Bulletin 1977 V8-4

WHY A TRUST ACCOUNT?

For the broker who would like one good reason why he should deposit his clients' funds in a separate account", here are four good reasons:

  1. Funds on deposit in a broker's regular business account or personal account may be "frozen" should the broker become involved in legal action or should he become incapacitated or die;
  2. Only by depositing client funds in a separate trust or escrow account can each depositor receive the $40,000 maximum insurance protection of the Federal Deposit Insurance Corporation (brokers must also be able to identify each depositor);
  3. By depositing trust funds "in a separate account and maintaining a separate accounting journal for such account, brokers will be less likely to confuse trust monies with non-trust monies; and

  4. Failure to deposit such funds in a trust/escrow account Is a serious violation of the Real Estate Licensing Law and could likely result in the suspension or revocation of the broker's real estate license.

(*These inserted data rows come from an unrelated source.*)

PR #8933, opened 2023-08-08
I have simplified the input so it will be more efficinet and also removed the for loop which decrease the complexity

samarth64:
### Describe your change:

* [ x] Add an algorithm?
* [ x] Fix a bug or typo in an existing algorithm?
* [ ] Documentation change?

Protect your clients. Protect yourself. Deposit in your trust account within 72 hours of receipt any earnest monies, rents, rental security deposits, and all other funds received by you while acting as a real estate broker. Do not deposit in your trust account any monies received by you while acting for yourself (as seller, lessor, etc.), and promptly transfer (within 30 days) all earned commissions from your trust account to your business account. Finally, should a dispute arise between parties as to the proper disposition of trust funds, do not disburse the funds until the dispute has been settled or until you have been advised by legal counsel or instructed by a court of competent jurisdiction.